PR #3822, opened 2024-08-22
MAINT: Fixup unused variables from flake8-bugbear

connortann:
Fixes a few minor issues, as caught by a miscellaneous selection of linting rules such as flake8-bugbear.

Does not actually enforce these rules for now on CI, as I found a few false positives: just includes the fixes which I think lead to simpler code.

- Removes unused loop variables (e.g. `enumerate` statements)
- Simplify some repeated comparisons
- Break down `assert x and y` statements into multiple asserts
- Replaces redundant use of `setattr` where simple attribute access will do


shap/explainers/_explainer.py
```diff
@@ -391,7 +391,7 @@ def __call__(
 
         # split the values up according to each input
         arg_values = [[] for a in args]
-        for i, v in enumerate(values):
+        for i in range(len(values)):
```
CloseChoice, line 394: this is a nice catch

shap/plots/_force_matplotlib.py
```diff
@@ -13,9 +13,9 @@ def draw_bars(out_value, features, feature_type, width_separators, width_bar):
     separator_list = []
 
     pre_val = out_value
-    for index, features in zip(range(len(features)), features):
+    for index, feature_values in enumerate(features):
```
CloseChoice, line 16: okay, I am getting impressed by this tool

CloseChoice (approved):
Looks neat.

Fixes a lot of things that are caught by the eye when reading the code. Think having this tool (even in CI at some point) is a huge improvement.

━━━━━━━━━━

State how many lines of the material contain the string "features", with no other words.

- Answer section:
3